Data-driven models have advanced deterministic ocean forecasting, but extending machine learning to probabilistic global ocean prediction remains an open challenge. Here we introduce FuXi-ONS, the first machine-learning ensemble forecasting system for the global ocean, providing 5-day forecasts on a global 1° grid up to 365 days for sea-surface temperature, sea-surface height, subsurface temperature, salinity and ocean currents. Rather than relying on repeated integration of computationally expensive numerical models, FuXi-ONS learns physically structured perturbations and incorporates an atmospheric encoding module to stabilize long-range forecasts. Evaluated against GLORYS12 reanalysis, FuXi-ONS improves both ensemble-mean skill and probabilistic forecast quality relative to deterministic and noise-perturbed baselines, and shows competitive performance against established seasonal forecast references for SST and Niño3.4 variability, while running orders of magnitude faster than conventional ensemble systems.
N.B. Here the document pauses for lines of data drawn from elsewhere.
PR #509, opened 2026-06-10
Enable build on aarch64

JunHe77:
This PR enables build on aarch64 paltform. Tested with both `make all` and ./deploy/one-click/build-release-bundle-builder.sh.


lkml-likexu:
@JunHe77 Thanks for your contributions. 

Could you please provide more test environments and the results of the corresponding test cases?

May I ask which aarch64 hardware and host kernel versions you have actually tested
the CubeSandbox use cases on — for example, the quickstart in the examples?

Could you help check whether this [PR](https://github.com/TencentCloud/CubeSandbox/pull/256/) is actually helpful for aarch64 support?

For instance, in this PR we are still missing (at least):

- An aarch64 mvm vmlinux builder
- Documentation updates for developers and deployers

If the default page size on the arm machine is not 4KB,  will Cloud Hypervisor (CH) still work properly?

Besides, being able to run CubeSandbox on Apple M-series chips would make cube and ARM much more popular.

lkml-likexu (commented):
For commit "docker/Dockerfile.builder: support multi-arch builder image"

Overall the arch-mapping is mostly correct (Go via `dpkg --print-architecture`, protoc `aarch_64`, rustup musl target, libseccomp `--host`, openssl multiarch dir all map correctly). But there is one confirmed regression that defeats part of the patch's own goal, plus a few smaller items.

### High — OpenSSL lib-dir override is now dead on both arches
`docker/Dockerfile.builder:28-29`

```28:29:docker/Dockerfile.builder
    UNKNOWN_LINUX_GNU_OPENSSL_LIB_DIR=/usr/lib/${HOST_ARCH}-linux-gnu \
    UNKNOWN_LINUX_MUSL_OPENSSL_LIB_DIR=/usr/lib/${HOST_ARCH}-linux-gnu \
```

`openssl-sys` only reads env vars prefixed with the **full uppercased target triple** (e.g. `X86_64_UNKNOWN_LINUX_GNU_OPENSSL_LIB_DIR`, `AARCH64_UNKNOWN_LINUX_MUSL_OPENSSL_LIB_DIR`) or the unprefixed `OPENSSL_LIB_DIR`. The renamed `UNKNOWN_LINUX_GNU_OPENSSL_LIB_DIR` matches no target, so it's silently never read — on **both** x86_64 and aarch64. The original block already listed all four arch-prefixed vars (so it was already arch-agnostic), and `hypervisor/resources/Dockerfile:87-90` still uses the correct names. **Fix:** revert to the four arch-prefixed vars (no `HOST_ARCH` interpolation needed — they already covered both arches).

### Medium — World-writable Rust toolchain
`docker/Dockerfile.builder:133`

```bash
chmod -R a+rwX /usr/local/rustup
```

`a+rwX` makes every toolchain binary world-writable (tampering surface / least-privilege violation). `a+rX` is sufficient for compilation; the write bit is only needed for runtime `rustup install/update`. Impact is bounded (ephemeral `--rm` container, non-root `--user`), but recommend dropping the `w` bit unless runtime rustup mutation is intended.

### Low — `HOST_ARCH` default can silently produce a broken mixed-arch image
`HOST_ARCH` defaults to `x86_64`, but the Go download independently uses `$(dpkg --print-architecture)`. A bare `docker build` (no `--build-arg`) on an arm host — which is how CI invokes it (`build-builder-image.yml` doesn't pass `HOST_ARCH`) — would fetch an arm64 Go but x86_64 rustup/libseccomp/openssl. Only the `make builder-image` path auto-detects the arch. Consider sourcing a single arch via buildx `TARGETARCH`, or at least documenting that direct `docker build` on non-x86_64 requires `--build-arg HOST_ARCH=`.

### Low — The aarch64 path has zero CI coverage
All workflows run on x86_64 only (no QEMU/`linux/arm64`/arm runners). Every new `HOST_ARCH=aarch64` branch is unexercised, so the patch's primary purpose is unvalidated, and the OpenSSL rename above wouldn't be caught by any existing check. Worth an arm64 build job (QEMU + buildx) building the image with `HOST_ARCH=aarch64` and at least one musl Rust component.

### Low — Stale docs
- `CONTRIBUTING.md:36` hardcodes the `x86_64-unknown-linux-musl` target prerequisite, now arch-dependent.
- `docker/README.md` is the natural place to document the new `HOST_ARCH` arg / multi-arch capability.

### Dismissed (raised by reviewers, but not real issues)
- Removing the blank line between the two `RUN`s does **not** merge layers (continuation depends on trailing `\`).
- The `chmod -R` does **not** create a duplicate/oversized layer — it's in the same `RUN` as the rustup install.
- Unverified downloads (go/protoc/libseccomp/rustup) and unquoted `HOST_ARCH` interpolation are pre-existing / trusted-input, not introduced or worsened here.

**Recommendation:** address the High OpenSSL finding before merge; the Medium `chmod` is a quick safe improvement; the rest are optional follow-ups.

docker/Dockerfile.builder
```diff
@@ -59,6 +59,7 @@ RUN apt-get update -o Acquire::Retries=3 \
         git \
         git-lfs \
         jq \
+        libbpf-dev \
```
lkml-likexu: Remove the duplicate `libbpf-dev`

CubeNet/cubevs/localgw_x86_bpfel.o
chenhengqi, line 1: Please add `.gitignore` entries for these auto-generated files.

chenhengqi (approved):
Networking-related changes looks good to me. Thanks.

dev-env/run_vm.sh
```diff
@@ -136,9 +137,16 @@ else
   log_info "Clean shutdown: in another terminal run ./login.sh, then poweroff in the guest (do not Ctrl+a x — abrupt QEMU exit)"
 fi
 
+case "${TARGET_ARCH}" in
+  "x86_64") VM_MACHINE='q35'; BIOS_PARAM='';;
+  "aarch64") VM_MACHINE=virt; BIOS_PARAM="-bios $(find /usr/share/ -name QEMU_EFI.fd)";;
```
lkml-likexu: - **[major] `run_vm.sh` firmware discovery is fragile:**
  ```sh
  "aarch64") VM_MACHINE=virt; BIOS_PARAM="-bios $(find /usr/share/ -name QEMU_EFI.fd)";;
  ```
  - If `QEMU_EFI.fd` is **not installed**, the command substitution is empty and you get a bare `-bios` with no path (QEMU error, or it consumes the next arg).
  - If `find` returns **multiple matches**, the unquoted expansion produces multiple tokens and a malformed `-bios`.
  - `find` failures are swallowed under `set -euo pipefail` (it's a command substitution). Recommend resolving the firmware path explicitly, validating it's a single existing file, and failing with a clear message otherwise (e.g. `AAVMF`/`edk2-aarch64` paths vary by distro).

dev-env/run_vm.sh
```diff
@@ -136,9 +137,16 @@ else
...
+  *) log_error "Not supported yet";;
```
lkml-likexu: - **[minor] Unsupported-arch case doesn't abort:**
  ```sh
  *) log_error "Not supported yet";;
  ```
  If `log_error` doesn't `exit`, execution continues with an empty `VM_MACHINE`, producing `-machine ,accel=kvm`. Add an explicit `exit 1`.

deploy/one-click/build-release-bundle.sh
```diff
@@ -28,7 +28,7 @@ CUBE_PROXY_SOURCE_DIR="${ONE_CLICK_CUBE_PROXY_SOURCE_DIR:-${ROOT_DIR}/CubeProxy}
 CUBE_EGRESS_SOURCE_DIR="${ONE_CLICK_CUBE_EGRESS_SOURCE_DIR:-${ROOT_DIR}/CubeEgress}"
 WEB_SOURCE_DIR="${ONE_CLICK_WEB_SOURCE_DIR:-${ROOT_DIR}/web}"
 WEB_DIST_OVERRIDE="${ONE_CLICK_WEB_DIST_DIR:-}"
-MKCERT_BIN_ASSET="${ONE_CLICK_MKCERT_BIN:-${SCRIPT_DIR}/assets/bin/mkcert}"
+MKCERT_BIN_ASSET="${ONE_CLICK_MKCERT_BIN:-${SCRIPT_DIR}/assets/bin/mkcert-v1.4.4-linux-$(dpkg --print-architecture)}"
```
lkml-likexu: - [minor] `build-release-bundle.sh` selects the asset via `$(dpkg --print-architecture)` (→ `amd64`/`arm64`, matching the filenames). `dpkg` is Debian/Ubuntu-only; this is fine inside the Ubuntu builder but will break if the script is ever run on a non-dpkg host. A `uname -m` mapping would be more portable.

configs/kernel-oc9.x86_64.config
lkml-likexu, line 1: - **[major] The rename breaks existing references to `configs/kernel-oc9.config`.** That path is still used by CI workflows that are not updated in this patch:
  - `.github/workflows/build-vmlinux.yml` — lines 6 (`paths:` trigger), 34 (`sha256sum configs/kernel-oc9.config`), 82 (`cp configs/kernel-oc9.config "${KERNEL_SRC}/.config"`)
  - `.github/workflows/release-one-click.yml` — line 136 (`sha256sum configs/kernel-oc9.config`)

  After this rename those steps will fail (file not found) / silently stop triggering. The rename must be accompanied by arch-aware updates to these workflows (and any Makefiles/scripts) that pick `kernel-oc9.x86_64.config` vs `kernel-oc9.aarch64.config`. Please grep the tree for `kernel-oc9.config` and fix every consumer in this commit.

configs/kernel-oc9.aarch64.config
```diff
@@ -0,0 +1,8653 @@
+#
+# Automatically generated file; DO NOT EDIT.
+# Linux/arm64 6.6.119 Kernel Configuration
+#
+CONFIG_CC_VERSION_TEXT="gcc (Ubuntu 12.3.0-1ubuntu1~22.04.3) 12.3.0"
```
lkml-likexu: This is hilarious. I suggest you actually install and try out the oc9 distribution.

agent/.cargo/config.toml
```diff
@@ -11,7 +11,7 @@ rustflags = [ "-C", "link-arg=-lpthread" ]
 [target.aarch64-unknown-linux-musl]
 ## Only setting linker with `aarch64-linux-musl-gcc`, the
```
lkml-likexu: - **[minor] Stale comment.** In `agent/.cargo/config.toml` the comment directly above the changed line still reads:
  ```
  ## Only setting linker with `aarch64-linux-musl-gcc`, the
  ## `rust-agent` could be totally statically linked.
  ```
  but the value is now `musl-gcc`. Update the comment so it doesn't contradict the code.

CubeShim/shim/src/snapshot/mod.rs
```diff
@@ -230,7 +230,10 @@ impl Snapshot {
     fn launch_vmm(&mut self) -> CResult<()> {
         //launch
         cube_hypervisor::set_runtime_seccomp_rules(vec![
+            #[cfg(target_arch = "x86_64")]
             (libc::SYS_mkdir, vec![]),
+            #[cfg(target_arch = "aarch64")]
+            (libc::SYS_mkdirat, vec![]),
             (libc::SYS_getsockopt, vec![]),
             (libc::SYS_setsockopt, vec![]),
         ]);
```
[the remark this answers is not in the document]
JunHe77: Updated,

JunHe77:
> @JunHe77 Thanks for your contributions.
> 
> Could you please provide more test environments and the results of the corresponding test cases?
> 
> May I ask which aarch64 hardware and host kernel versions you have actually tested the CubeSandbox use cases on — for example, the quickstart in the examples?
> 
> Could you help check whether this [PR](https://github.com/TencentCloud/CubeSandbox/pull/256/) is actually helpful for aarch64 support?
> 
> For instance, in this PR we are still missing (at least):
> 
> * An aarch64 mvm vmlinux builder
> * Documentation updates for developers and deployers
> 
> If the default page size on the arm machine is not 4KB, will Cloud Hypervisor (CH) still work properly?
> 
> Besides, being able to run CubeSandbox on Apple M-series chips would make cube and ARM much more popular.
Hi @lkml-likexu , thanks for reviewing this PR.
I tested it with Arm N2 and V2 platforms followed self-build-deploy.md, bare-metal-deploy.md. All works as expected.
Arm vmlinux (Image) builder and doc updated are added (782ce2154df588c74d7238ef725a95d8dd8f9b9f, 4a0039aa3bf364f4f513354c6b1b9f95a67baa51). Please review. Thanks.

lkml-likexu:
@JunHe77  To fix Hypervisor Tests (x86-64) regression,

Could you review this diff to verify if it introduces any regressions on ARM?
```
diff --git a/hypervisor/test_infra/src/lib.rs b/hypervisor/test_infra/src/lib.rs
index 49e0e17..e0878a3 100644
--- a/hypervisor/test_infra/src/lib.rs
+++ b/hypervisor/test_infra/src/lib.rs
@@ -15,7 +15,7 @@ use std::io::{Read, Write};
 use std::net::TcpListener;
 use std::net::TcpStream;
 use std::os::unix::fs::PermissionsExt;
-use std::os::unix::io::{AsRawFd, FromRawFd};
+use std::os::unix::io::{AsRawFd, FromRawFd, RawFd};
 use std::path::Path;
 use std::process::{Child, Command, ExitStatus, Output, Stdio};
 use std::str::FromStr;
@@ -755,6 +755,49 @@ pub fn kill_child(child: &mut Child) {
 
 pub const PIPE_SIZE: i32 = 32 << 20;
 
+// Smallest pipe size we are willing to fall back to (1 MiB). Below this the
+// child can block on a full buffer while emitting verbose logs, so we keep a
+// generous floor.
+const MIN_PIPE_SIZE: i32 = 1 << 20;
+
+/// Enlarge a pipe's kernel buffer on a best-effort basis.
+///
+/// `F_SETPIPE_SZ` rounds the request up and asks the kernel for a contiguous
+/// `pipe_buffer` array. For large sizes (e.g. 32 MiB => ~320 KiB, order-7) this
+/// is a high-order allocation that can fail with `ENOMEM` under memory
+/// fragmentation/pressure, which is common when `common_parallel` spawns many
+/// hypervisor children at once (each wanting a big stdout *and* stderr pipe).
+///
+/// Rather than aborting the whole test on a transient allocation failure, we
+/// retry with progressively smaller sizes down to `MIN_PIPE_SIZE`, returning
+/// the size the kernel actually granted. Only a failure at the floor is fatal.
+fn set_pipe_size_best_effort(fd: RawFd) -> io::Result<i32> {
+    let mut desired = PIPE_SIZE;
+    loop {
+        let actual = unsafe { libc::fcntl(fd, libc::F_SETPIPE_SZ, desired) };
+        if actual != -1 {
+            return Ok(actual);
+        }
+
+        let err = io::Error::last_os_error();
+        // Only back off for allocation-related failures; anything else (e.g.
+        // EPERM, EINVAL) won't be cured by a smaller size.
+        let retryable = matches!(
+            err.raw_os_error(),
+            Some(libc::ENOMEM) | Some(libc::EAGAIN)
+        );
+        if !retryable || desired <= MIN_PIPE_SIZE {
+            return Err(err);
+        }
+
+        let next = (desired / 2).max(MIN_PIPE_SIZE);
+        eprintln!(
+            "warning: F_SETPIPE_SZ({desired}) failed ({err}); retrying with {next} bytes"
+        );
+        desired = next;
+    }
+}
+
 static NEXT_VM_ID: Lazy<Mutex<u8>> = Lazy::new(|| Mutex::new(1));
 
 pub struct Guest {
@@ -1296,17 +1339,11 @@ impl<'a> GuestCommand<'a> {
                 .unwrap();
 
             let fd = child.stdout.as_ref().unwrap().as_raw_fd();
-            let pipesize = unsafe { libc::fcntl(fd, libc::F_SETPIPE_SZ, PIPE_SIZE) };
-            if pipesize == -1 {
-                return Err(io::Error::last_os_error());
-            }
+            let pipesize = set_pipe_size_best_effort(fd)?;
             let fd = child.stderr.as_ref().unwrap().as_raw_fd();
-            let pipesize1 = unsafe { libc::fcntl(fd, libc::F_SETPIPE_SZ, PIPE_SIZE) };
-            if pipesize1 == -1 {
-                return Err(io::Error::last_os_error());
-            }
+            let pipesize1 = set_pipe_size_best_effort(fd)?;
 
-            if pipesize >= PIPE_SIZE && pipesize1 >= PIPE_SIZE {
+            if pipesize >= MIN_PIPE_SIZE && pipesize1 >= MIN_PIPE_SIZE {
                 Ok(child)
             } else {
                 Err(std::io::Error::new(

```

deploy/one-click/build-release-bundle.sh
lkml-likexu: This issue still exists and affects users of the RPM platform when building packages:

```
[one-click] packaging one-click release bundle on host with prebuilt artifacts
/data/likexu/CubeSandbox/deploy/one-click/build-release-bundle.sh: line 31: dpkg: command not found
```

lkml-likexu:
@JunHe77 Pls note, the "deploy/one-click/build-release-bundle-builder.sh" does not work on oc9:
```
[one-click] packaging one-click release bundle on host with prebuilt artifacts
/data/likexu/CubeSandbox/deploy/one-click/build-release-bundle.sh: line 31: dpkg: command not found
```

You may need this fix:

```
diff --git a/deploy/one-click/build-release-bundle.sh b/deploy/one-click/build-release-bundle.sh
index 1b17f37..1ec440a 100755
--- a/deploy/one-click/build-release-bundle.sh
+++ b/deploy/one-click/build-release-bundle.sh
@@ -28,7 +28,7 @@ CUBE_PROXY_SOURCE_DIR="${ONE_CLICK_CUBE_PROXY_SOURCE_DIR:-${ROOT_DIR}/CubeProxy}
 CUBE_EGRESS_SOURCE_DIR="${ONE_CLICK_CUBE_EGRESS_SOURCE_DIR:-${ROOT_DIR}/CubeEgress}"
 WEB_SOURCE_DIR="${ONE_CLICK_WEB_SOURCE_DIR:-${ROOT_DIR}/web}"
 WEB_DIST_OVERRIDE="${ONE_CLICK_WEB_DIST_DIR:-}"
-MKCERT_BIN_ASSET="${ONE_CLICK_MKCERT_BIN:-${SCRIPT_DIR}/assets/bin/mkcert-v1.4.4-linux-$(dpkg --print-architecture)}"
+MKCERT_BIN_ASSET="${ONE_CLICK_MKCERT_BIN:-${SCRIPT_DIR}/assets/bin/mkcert-v1.4.4-linux-$(dpkg_arch)}"
 CUBE_KERNEL_VMLINUX="${ONE_CLICK_CUBE_KERNEL_VMLINUX:-${RAW_ARTIFACTS_DIR}/vmlinux}"
 KERNEL_ARTIFACT_ZIP="${WORK_ROOT}/cube-kernel-scf.zip"
 
diff --git a/deploy/one-click/lib/common.sh b/deploy/one-click/lib/common.sh
index 15b9ec1..902ff72 100755
--- a/deploy/one-click/lib/common.sh
+++ b/deploy/one-click/lib/common.sh
@@ -40,6 +40,20 @@ require_cmd() {
   command -v "${cmd}" >/dev/null 2>&1 || die "required command not found: ${cmd}"
 }
 
+# Print the Debian/dpkg-style architecture name (amd64/arm64) without depending
+# on `dpkg`, which is absent on RPM-based hosts (OpenCloudOS, RHEL, ...). Bundle
+# assets (e.g. mkcert-v1.4.4-linux-amd64) follow the dpkg naming convention, so
+# we map the kernel machine name from `uname -m` to it.
+dpkg_arch() {
+  local machine
+  machine="$(uname -m)"
+  case "${machine}" in
+    x86_64 | amd64) printf 'amd64\n' ;;
+    aarch64 | arm64) printf 'arm64\n' ;;
+    *) die "unsupported architecture: ${machine}" ;;
+  esac
+}
+
 _version_trim_leading_zeroes() {
   local value="$1"
   value="${value#${value%%[!0]*}}"

```

scripts/build-kernel.sh
lkml-likexu, line 1: @JunHe77  For arm64, we need arch/arm64/boot/Image, otherwise:

```
cubemastercli run fail: template tpl-326ea3ded4de4273b9fb3d96 creation failed: failed to run container tpl-326ea3ded4de4273b9fb3d96_0: failed to create shim task: Others("Other: Create sandbox failed:Boot vm failed:Cannot load the UEFI binary in memory: UefiTooBig, status: launched")
```

CubeNet/cubevs/localgw_x86_bpfel.o
JunHe77: Thanks for pointing this out. Done.

JunHe77:
Updated kernel config for aarch64 (cd6ca7efa81c5cd7570cf4e1944df7955d5e5b37), fixed dpkg issue on fedora-like system (84b3ca3b38f57d7831e6f6a492f6d77ec6898cc2).

docker/Dockerfile.builder
lkml-likexu: @JunHe77 This issue still stand.

deploy/guest-image/Dockerfile
```diff
@@ -1,4 +1,4 @@
-FROM cube-sandbox-image.tencentcloudcr.com/opensource/tencentos4-minimal:4.4-v20250331
+FROM tencentos/tencentos4-minimal:4.4-v20250331
```
lkml-likexu: Let's try "tencentos/tencentos4-minimal:latest".

deploy/one-click/env.example
```diff
@@ -73,6 +73,27 @@ ONE_CLICK_LOG_DIR=/var/log/cube-sandbox-one-click
...
 CUBE_SANDBOX_SYSTEMD_RUNTIME_DIR=/run/cube-sandbox-systemd
 
+# ---- Container image overrides ----
+# Canonical override names for the upstream container images used by the
+# bundled dependency services. These are consumed by deploy/one-click/scripts:
+#   COREDNS_IMAGE  -> scripts/one-click/up-dns.sh + scripts/systemd/coredns-start.sh
+#   MYSQL_IMAGE    -> scripts/one-click/up-support.sh
+#   REDIS_IMAGE    -> scripts/one-click/up-support.sh
+#   WEB_UI_IMAGE   -> scripts/one-click/up-webui.sh
+#   CUBE_PROXY_BASE_IMAGE -> scripts/one-click/up-cube-proxy.sh (FROM base image
```
lkml-likexu, line 80: Variable names should be consistent to avoid misleading users:

```
+# Canonical override variables for the upstream container images used by the
+# bundled dependency services. Set THESE names (left column); the consuming
+# scripts read them and fall back to the defaults below:
+#   CUBE_PROXY_COREDNS_IMAGE -> scripts/one-click/up-dns.sh + scripts/systemd/coredns-start.sh
+#   CUBE_SANDBOX_MYSQL_IMAGE -> scripts/one-click/up-support.sh
+#   CUBE_SANDBOX_REDIS_IMAGE -> scripts/one-click/up-support.sh
+#   WEB_UI_IMAGE             -> scripts/one-click/up-webui.sh
+#   CUBE_PROXY_BASE_IMAGE    -> scripts/one-click/up-cube-proxy.sh (FROM base image
+#                              that CubeProxy/Dockerfile is built on; passed as the
+#                              CUBE_PROXY_BASE_IMAGE docker build arg)
```

lkml-likexu:
One more thing, we may need docs/blog/posts/2026-07-01-cubesandbox-perf-benchmark-arm64.md

deploy/one-click/env.example
JunHe77: Updated.

configs/kernel-oc9.x86_64.config
JunHe77: Updated.

scripts/build-kernel.sh
JunHe77: Now both x86_64 and aarch64 use `make guest-kernel` to build image, and target image is stored as _output/kernel/$(uname -m)/vmlinux

deploy/guest-image/Dockerfile
JunHe77: Updated.

agent/.cargo/config.toml
JunHe77: Updated.

configs/kernel-oc9.aarch64.config
JunHe77: Re-generated.

deploy/one-click/build-release-bundle.sh
JunHe77: Updated.

dev-env/run_vm.sh
JunHe77: Updated.

dev-env/run_vm.sh
JunHe77: Updated.

docker/Dockerfile.builder
JunHe77: Updated.

chenhengqi:
The subject line for the 4th commit is wrong:
```
cubevs: remove arch specific toolchain dependency
```
Should be `cubecow`.

JunHe77:
Good catch. Updated. Thanks.

agent/src/rpc.rs
```diff
@@ -1829,15 +1831,58 @@ pub fn start(s: Arc<Mutex<Sandbox>>, server_address: &str) -> Result<TtrpcServer
...
+
+        unsafe {
+            ioport.write(data);
+        }
     }
-    let mut ioport = x86_64::instructions::port::Port::new(port);
 
-    unsafe {
-        ioport.write(data);
+    #[cfg(target_arch = "aarch64")]
```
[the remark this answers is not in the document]
lkml-likexu: I will take care of this later.

agent/src/rpc.rs
```diff
@@ -1829,15 +1831,58 @@ pub fn start(s: Arc<Mutex<Sandbox>>, server_address: &str) -> Result<TtrpcServer
...
+    {
+        const SYS_CTRL_MMIO_ADDR: libc::off_t = 0x0903_0000;
```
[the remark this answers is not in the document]
lkml-likexu: I will take care of this later.

fslongjin (approved):

chenhengqi:
Merged, thanks.

lkml-likexu:
@JunHe77 Any status update, especially for guest kernel config ?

These results provide a strong example of machine learning advancing a core problem in ocean science, and establish a practical path toward efficient probabilistic ocean forecasting and climate risk assessment.

Figures (5)

• Figure 1: Depth-averaged forecast skill Comparison of FuXi-ONS with baselines over all lead times. Forecast performance over the 2021--2023 test period for salinity (S), temperature (ST), zonal current (SU), meridional current (SV), and sea surface height (SSH) as a function of lead time up to 360 days. Rows show the continuous ranked probability score (CRPS), spread-skill ratio (SSR), root mean square error (RMSE), and anomaly correlation coefficient (ACC). CRPS and SSR are reported only for the two ensemble methods, FuXi-ONS and FuXi-Aim-Perlin. RMSE and ACC further include the deterministic baseline FuXi-Aim and persistence. Lower values indicate better performance for CRPS and RMSE, whereas higher values indicate better performance for SSR and ACC. FuXi-ONS consistently provides the best overall probabilistic performance and the strongest deterministic performance of the ensemble mean across most variables and lead times.
• Figure 2: Depth-dependent normalized improvement of FuXi-ONS as a function of forecast lead time. Columns correspond to salinity (S), temperature (ST), zonal current (SU), and meridional current (SV). Rows show the relative changes in CRPS, SSR, RMSE, and ACC, respectively, across forecast lead times and depth levels. For CRPS and SSR, the normalized improvement is computed relative to FuXi-Aim-Perlin; for RMSE and ACC, it is computed relative to FuXi-Aim.
• Figure 3: Niño3.4 forecasts for the 2021-02 initialization. Niño3.4 index forecasts from GLORY, NMME, IRI-D, IRI-ALL, and FuXi-ONS as a function of lead season. IRI-D uses only dynamical models, whereas IRI-ALL combines dynamical and statistical models. FuXi-ONS w1--w6 denote forecasts initialized every 5 days within the month, specifically 1 February, 6 February, 11 February, 16 February, 21 February, and 26 February 2021, and the FuXi-ONS mean denotes the average over these six forecasts. The horizontal axis is expressed in overlapping 3-month seasons, where each value is the mean over the labeled season, for example FMA denotes the average of February, March, and April.
• Figure 4: Comparison of FuXi-ONS with NMME for sea-surface temperature forecasting. RMSE, ACC, CRPS, and SSR of monthly SST forecasts as a function of lead time. The blue solid line denotes FuXi-ONS, and the red line with circle markers denotes NMME. All metrics are averaged over forecasts initialized in 2021.
• Figure 5: Architecture of the FuXi-ONS ensemble forecasting framework. (a) Structured-noise generation module. Given the current ocean state $X_t$, the model predicts state-dependent perturbation statistics and samples spatially correlated noise through an SPDE-based Matérn formulation, yielding the structured perturbation field $N_t^{(m)}$. (b) Forecast module. The initial atmospheric state $A_{\mathrm{init}}$ and auxiliary input $C$ are encoded into latent conditioning features $F_{\mathrm{air}}$ and $F_c$. The perturbed ocean state $X_t + N_t^{(m)}$ is then mapped to the next-step forecast $\hat{X}_{t+1}^{(m)}$. Multiple ensemble members are generated by resampling $N_t^{(m)}$ at each forecast step.